Farm Boy CEO Jeff York himself has called the grocer a hybrid between Trader Joe's and Whole Foods but 25% cheaper – and we think that's the perfect description.
Battle for Toronto
In 2018, Sobeys' parent company – Nova Scotia-based Empire Company – bought Farm Boy from Berkshire Partners for $800 million.
- The deal valued Farm Boy at a 14x multiple on their 2020 EBITDA of $57 million, which yes, is a high multiple...
But it's important to look at the deal in context. Sobeys has consistently struggled to gain a foothold in Canada's largest urban market: Toronto.
In 2013, Empire purchased Western Canadian grocer Safeway.

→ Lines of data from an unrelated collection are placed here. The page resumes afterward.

PR #391, opened 2019-01-28
Specify a prefix for limiting the list of Gerrit Projects

lucamilanesio:
The GerritServer thread executes an unlimited gerrit ls-projects
at startup which has two major issues:

1. May take a very long time, because the list of projects could
   be huge, even hundreds of thousands of repositories.

2. May cause trouble to the Gerrit Server that has to load *ALL*
   projects in memory to access their configuration and evaluate
   the ACLs.

By introducing a projects prefix pattern, the GerritServer startup
speed could be increased by 20x or even 100x, depending on the
Gerrit server that is connecting to.

### DIFF
--- a/src/main/java/com/sonyericsson/hudson/plugins/gerrit/trigger/GerritProjectListUpdater.java
+++ b/src/main/java/com/sonyericsson/hudson/plugins/gerrit/trigger/GerritProjectListUpdater.java
@@ -54,8 +54,9 @@ public class GerritProjectListUpdater extends Thread implements ConnectionListen
     /**
      * The command for fetching projects.
      */
-    public static final String GERRIT_LS_PROJECTS = "gerrit ls-projects";
+    public static final String GERRIT_LS_PROJECTS = "gerrit ls-projects --prefix ";
     private static final int MAX_WAIT_TIME = 64;
+    private final String projectPrefix;
 
     private AtomicBoolean connected = new AtomicBoolean(false);
     private boolean shutdown = false;
@@ -66,11 +67,13 @@ public class GerritProjectListUpdater extends Thread implements ConnectionListen
     /**
      * Default constructor.
      * @param serverName the name of the Gerrit server.
+     * @param projectPrefix of the projects to list from the Gerrit server.
      */
-    public GerritProjectListUpdater(String serverName) {
+    public GerritProjectListUpdater(String serverName, String projectPrefix) {
         this.setName(this.getClass().getName() + " for " + serverName + " Thread");
         this.setDaemon(true);
         this.serverName = serverName;
+        this.projectPrefix = projectPrefix;
         addThisAsListener();
     }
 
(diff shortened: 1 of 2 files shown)


src/main/java/com/sonyericsson/hudson/plugins/gerrit/trigger/GerritServer.java
```diff
@@ -251,6 +252,26 @@ public String getName() {
...
+        return projectPrefix;
+    }
+
+    /**
+     * Set the prefix for fetching all project names.
+     *
+     * @param projectPrefix prefix of the projects to list from the Gerrit Server.
+     */
+    @Exported
+    public void setProjectPrefix(String projectPrefix) {
```
dpursehouse: Maybe I'm missing something, but where does this get called?

If it's not called from anywhere, the projectPrefix uninitialized which results in the full list being returned, i.e. the same behavior as before.

src/main/java/com/sonyericsson/hudson/plugins/gerrit/trigger/GerritProjectListUpdater.java
```diff
@@ -54,8 +54,9 @@
     /**
      * The command for fetching projects.
      */
-    public static final String GERRIT_LS_PROJECTS = "gerrit ls-projects";
+    public static final String GERRIT_LS_PROJECTS = "gerrit ls-projects --prefix ";
```
dpursehouse: Note: The `--prefix` option is not documented on the `ls-projects` command for 2.14, 2.15 or 2.16.

dpursehouse (changes requested):
See inline comments.

src/main/java/com/sonyericsson/hudson/plugins/gerrit/trigger/GerritProjectListUpdater.java
lucamilanesio: True, this needs to be fixed in Gerrit though.

With regards to the support in Gerrit < 2.13, needs to be documented in this plugin and checked as soon as the version is queried.

src/main/java/com/sonyericsson/hudson/plugins/gerrit/trigger/GerritServer.java
lucamilanesio: For backward compatibility, it will work as before.

Need to find a place to hook into it, do you have any suggestions? I’m not very familiar with this codebase :-(

src/main/java/com/sonyericsson/hudson/plugins/gerrit/trigger/GerritProjectListUpdater.java
lucamilanesio: I've posted the documentation for review https://gerrit-review.googlesource.com/c/gerrit/+/212012

src/main/java/com/sonyericsson/hudson/plugins/gerrit/trigger/GerritServer.java
rsandell: Yes this uses an outdated way of doing Jenkins form submission. See `public void doConfigSubmit(StaplerRequest req, StaplerResponse rsp) throws ServletException...` in the decriptor.

src/main/java/com/sonyericsson/hudson/plugins/gerrit/trigger/GerritProjectListUpdater.java
```diff
@@ -239,7 +242,8 @@ private void tryLoadProjectList() {
                         activeConfig.getGerritProxy(),
                         activeConfig.getGerritAuthentication()
                 );
-                List<String> projects = readProjects(sshConnection.executeCommandReader(GERRIT_LS_PROJECTS));
+                List<String> projects = readProjects(sshConnection
+                        .executeCommandReader(GERRIT_LS_PROJECTS + projectPrefix));
```
rsandell: Should we assume that htis works if `projectPrefix` is an empty string?
In that case I guess it won't work when it's `null`

PR #396, opened 2019-04-10
Ignore replication, replication-done, and reviewer added events

DarrienG:
In accordance with https://issues.jenkins-ci.org/browse/JENKINS-52636

This PR ignores all replication events and reviewer added events. We found these two events bogged down our Jenkins instance running on a machine with 256Gi of RAM and an enterprise grade Intel Xeon. We found when Jenkins was processing all of this data, it ended up just throwing a NoSuchMethodException, trying to reflect into the events it received looking for a method that didn't exist.

For our testing: We are internally running this patch on our prod instance of Jenkins with no issues.

If this change is too controversial, there should be some way to ignore these events from the UI programmatically (and it should probably be the default).


DarrienG:
In the odd case there is contention for this PR, we looked through our logs to see how many replication and reviewer added events would be bogging down Jenkins just a few hours after deployment (and after work hours) and the numbers are astounding:

```bash
[gerrit-server] # cat /var/log/jenkins/jenkins.log | grep ignored | wc -l
120000
```

Our gerrit trigger used to have a backlog for hours when this patch wasn't deployed. Ignoring these events though be the default.

DarrienG:
Just for the sake of it, after another 20 hours:

```
[jenkins-server] # cat /var/log/jenkins/jenkins.log | grep ignored | wc -l
1472364
```

Normally builds would be stalled for a very long time because of all of these events gerrit trigger thinks it can process that it eventually fails on.

pom.xml
```diff
@@ -9,7 +9,7 @@
 
     <groupId>com.sonyericsson.hudson.plugins.gerrit</groupId>
     <artifactId>gerrit-trigger</artifactId>
-    <version>2.29.1-SNAPSHOT</version>
+    <version>2.30.0-uninterested</version>
```
rsandell: ?

DarrienG: Sorry, I didn't mean to commit that to the PR. I just wanted an identifier to know we were internally running something different.

I'll remove when I get into work.

rsandell:
I would be happy if it was configurable with these as defaults.

And if there are as many events bogging down your instance as you say then You should try to stop the event from entering the system much earlier than in `GerritTrigger` as those checks will be done for each configured trigger. If you stopped it earlier in for example `GerritHandler` you would need to do the check only once. The problem there would be that the replication events are needed for another type of listener, so it would break that functionality.
So that means there are two modes for events you want to stop, one set that is global and one set that isn't interesting for Jobs but needs to be trickling down to other listeners, so in those cases `GerritTrigger.isInteresting` might be a good place to put the check.

There is already code in gerrit-events that stops certain events from being parsed.

Christoffer-Cortes:
I am working on a configurable filter solution. The one I'm working on allows for users to set a filter on a per server basis through jenkins gerrit trigger settings page. The servers then takes this setting and changes the boolean interesting in the GerritEventType enum. This stops events from being picked up into the queue in the first place but does require a change in the gerrit-events repo as well. I'm also working on an interval playback setting since we had issues with the disc writing speed slowing down the processing of each event. The solution I'm working on would mean playback can work by writting on each event or based on a timed interval. Setting it to just a 1 second cap is enough to severely drop the queue build up.

DarrienG:
Thanks Chris, I've been allocated for something else at work and haven't been able to find the time to work on this. Feel free to tag me in the PR if you want an extra set of eyes.

Christoffer-Cortes:
I don't know how to tag a user but I have a PR up now: https://github.com/jenkinsci/gerrit-trigger-plugin/pull/397
Most of the logic surrounds how to save and load the actual filter list.

DarrienG:
Thanks Chris. For future reference, you can do `@Christoffer-Cortes` or whoever else to mention them.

Empire botched the merger by raising prices and replacing Safeway's popular private label products. This, plus a soft Western economy, hit the grocer's bottom line hard. New leadership took over and their turnaround mandate was clear – compete in Toronto.
Farm Boy's niche offering and rabid following better reflects the changing urban Canadian shopping preference. Customers in big cities prefer alternative grocery stores to big boxes, and Farm Boy's success in Ottawa is evidence of that.
And in Toronto they grow... Empire wants to double Farm Boy's 26 stores within 5 years and Empire Chief Executive Michael Medline once said the plan was to, "blanket Toronto with Farm Boy".
- Importantly, the company's learned from their last acquisition. Farm Boy is still an independent entity and operates separate from Sobeys. Where they need support, such as real estate, Sobeys is happy to step up but Empire is committed to maintaining Farm Boy's unique charm.
Bottom line: Brand is Farm Boy's moat. And that's what Sobeys is betting on. Customer affinity with a brand is invaluable and difficult for others to compete with. If Farm Boy does carry the Trade Joe's caché, Empire's acquisition of them was a brilliant move and could bite into Loblaws' market share – on their home turf.